_EXERCISE DETAILS_
Restate word for word the lines of the data below, from the first through the one that has "### **Feature Request Description**".
DATASET EXTRACT below:
Issue #6363, opened 2023-01-26
Provide the ability to set legacy date calendar customizing


allen138:
### **Feature Request Description**
OpenUI5 allows the consumer to add a custom date mapping for Islamic calendar support. This can be done by getting the format settings and calling, `setLegacyDateCalendarCustomizing`. [sap/ui/core/Configuration.js#L2558](https://github.com/SAP/openui5/blob/1.108.2/src/sap.ui.core/src/sap/ui/core/Configuration.js#L2558) When the DateFormat tries to format/parse a date it will utilize the mapping here, [src/sap/ui/core/date/Islamic.js#L215](https://github.com/SAP/openui5/blob/1.108.2/src/sap.ui.core/src/sap/ui/core/date/Islamic.js#L215). Since UI5-webcomponent internally uses the `sap.ui.core.format.DateFormat`, we need the ability to add a custom date mapping to support Islamic calendar. Right now, when the formatter tries to get the customized mapping, it is hard coded to return an empty object. [localization/src/sap/ui/core/FormatSettings.ts#L11](https://github.com/SAP/ui5-webcomponents/blob/main/packages/localization/src/sap/ui/core/FormatSettings.ts#L11)

### **Proposed Solution**
Consumer should have a way to set a custom date mapping for Islamic calendar support.

### **Additional Context**
Islamic calendar could either be Hijri ('civil') or Umm-al-Qura which is astronomical based off of the sighting of the crescent moon. The Umm-al-Qura is the standardized calendar system used throughout most Saudi Arabia countries. The two systems can have a difference up to 3 days. Using a calendar mapping is vital to providing accurate Umm-al-Qura support.

### **Priority**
End of DATASET EXTRACT.
_COMPLETED TASK_
Issue #6363, opened 2023-01-26
Provide the ability to set legacy date calendar customizing


allen138:
### **Feature Request Description**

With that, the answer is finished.